Sunday, June 28, 2009

Marketing in the Feed

The new dream of the marketing professional is to reach their customers within feed. The feed is that stream of status updates, shared photos and videos that people see when they log into Facebook, Twitter, Friendfeed or any of the other 50 social networks. That feed is special because people place a higher value or trust in information that comes from their friends. There are several easy tactics that marketing professionals can use to allow fans and supporters to share their cause with their friends.

At a basic level, that feed is generated when a person reads a New York Times article that interests them and they think that others will like it too. They then share that information into a social network using links on the page that quickly email or post that information on another Web site. For example, I love to read the NY Times Most Emailed stories because they are often the best of the paper. Something of unique value is created when you track what people are willing to send to their friends.

Younger generations seem to be getting much or all of their current events through the feed. They learn of Michael Jackson's death or the launch of a new phone through information shared from their friends or a list of people they follow. They may never open the New York Times paper (or go to the Web site), but may read several stories a day when people they follow give their take on the story.

How can marketeers engage with their publics and customers in the feed?

1. Make all content shareable.

Each page, video, photo, press release, whitepaper or piece of content should have a universal sharing menu that allows people to push that information with their friends. There are several free tools that do all the hard work for you. I don't have any reliable stats, but people see roughly 10 percent more page views by simply adding a sharing menu to plain content. Stuff that is hot (like videos) will see much sharper increases in views as fans pass it along.

2. Generate lots of media so your customers can share it.

If you interview a customer, think about how you can turn that single interview into multiple pieces of content. Instead of just interviewing them and taking notes, record it on video, audio and take photos. You can quickly turn that traditional printed customer case study into a one minute video testimonial, audio podcast and photo slide show. This aproach has a multiplying effect on your marketing efforts and will generate a high volume of earned placements from your customers.
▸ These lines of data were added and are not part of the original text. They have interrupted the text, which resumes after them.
PR #2524, opened 2026-05-01
fix(cli): avoid Windows shell for mcp dev

### LINKED ISSUE #1257: Don’t use shell=True in mcp dev subprocess on Windows (command injection risk)

Genmin:
## Summary

- remove Windows `shell=True` from the `mcp dev` inspector subprocess path
- resolve the Windows `npx` executable with `shutil.which()` instead of probing through a shell
- add a regression test that exercises a path containing `&` and verifies the subprocess receives an argument list without shell dispatch

Fixes #1257.

## Validation

- `uv run pytest tests/cli -q`
- `uv run ruff check src/mcp/cli/cli.py tests/cli/test_utils.py`
- `uv run pyright src/mcp/cli/cli.py tests/cli/test_utils.py`
- `git diff --check`

### DIFF
--- a/src/mcp/cli/cli.py
+++ b/src/mcp/cli/cli.py
@@ -3,6 +3,7 @@
 import importlib.metadata
 import importlib.util
 import os
+import shutil
 import subprocess
 import sys
 from pathlib import Path
@@ -44,11 +45,8 @@ def _get_npx_command():
     if sys.platform == "win32":
         # Try both npx.cmd and npx.exe on Windows
         for cmd in ["npx.cmd", "npx.exe", "npx"]:
-            try:
-                subprocess.run([cmd, "--version"], check=True, capture_output=True, shell=True)
-                return cmd
-            except subprocess.CalledProcessError:
-                continue
+            if resolved := shutil.which(cmd):
+                return resolved
         return None
     return "npx"  # On Unix-like systems, just use npx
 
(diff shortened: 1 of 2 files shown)


yyzquwu:
Tested this on Windows.

Environment:
- Windows 11
- Python `3.13.13`
- PR head `a176ccc07a5c48d439a909f1d9dcb9c71287dc81`

What passed:

```text
pytest tests/cli -q
# 27 passed

ruff check src/mcp/cli/cli.py tests/cli/test_utils.py
# passed
```

One thing still fails locally:

```text
pyright src/mcp/cli/cli.py tests/cli/test_utils.py
# tests/cli/test_utils.py:87:29 - "shutil" is not exported from module ".cli"
# tests/cli/test_utils.py:98:29 - "shutil" is not exported from module ".cli"
# tests/cli/test_utils.py:125:29 - "subprocess" is not exported from module ".cli"
# tests/cli/test_utils.py:157:29 - "subprocess" is not exported from module ".cli"
# tests/cli/test_utils.py:204:29 - "subprocess" is not exported from module ".cli"
# tests/cli/test_utils.py:228:29 - "subprocess" is not exported from module ".cli"
```

The fix itself looks right to me. The remaining issue seems test-side: the new tests monkeypatch `cli.shutil` and `cli.subprocess`, which trips `reportPrivateImportUsage`. Importing `shutil` and `subprocess` in the test module and monkeypatching those module objects directly should keep the same behavior without the private import warnings, because `cli.py` holds the same imported modules.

For example, I worked for an agriculture technology company that outfitted much of its sales teams with low-cost video camcorders (most used their own home handhelds). Every time they went to a customer's farm, they shot video of the customers using the product. The videos were grainy and shaky, but prospective customers loved them. The amateur video was more credible to them and gave them the "test drive" they needed before buying. Once the amateur clips are uploaded to YouTube, everyone can easily share them and find them on their own. When the videos were embedded into the company's website, those videos received more clicks than anything else on the website and turned into real money for the sales team.

3. Monitor the feed and engage quickly. Hire a community manager.

If you are inviting your customers to share content, you have to listen to them and quickly respond. As the community manager for a software company, I set a goal to successfully close nearly all online conversations within 24 hours. This drove the community engagment team to quickly find and resolve any concerns that arose. Customers and prospective customers always knew that we'd be there to help them and often directed us to conversations that needed our insight. Good community managers are a combination of customer support and public relations people. They must feel free to comment on behalf of the company instantly and know the service well enough to resolve the problem.

4. Identify people with a large following. Engage them early.

Community managers quickly learn who has a large voice or strong following. Since the era of the pitchman, people have sought out those with influence. In feed marketing era, the influence map has shifted dramatically. A single person can have 900,000 followers on Twitter. That influence radius dwarfs the daily readership of all but the largest print journalists.

I recently worked on a campaign with a startup company where a news article about their newly launched service was ReTweeted by a handful of people who had a very large Twitter and Friendfeed following. Within 30 minutes, that story was pushed out to over 600,000 followers. The client saw a sharp spike in Web site traffic from the Tweets that far exceeded the referral traffic it received from the many traditional media stories. In addition to customers, that Tweet appeared in the feed of much of their target stakeholders providing them with critical third-party validation during their launch.

Marketing in the feed is governed by the same brand building strategies. The rules of earning someone's trust and engaging with stakeholders remain constant. The realtime pace and transparency inherent in the feed do require some changes in tactics to help your customers share your good news and respond to their enthusiasm.

Friendly disclosure: I work at a PR agency that represents several social media companies. One of those companies makes tools that allow you to share content online.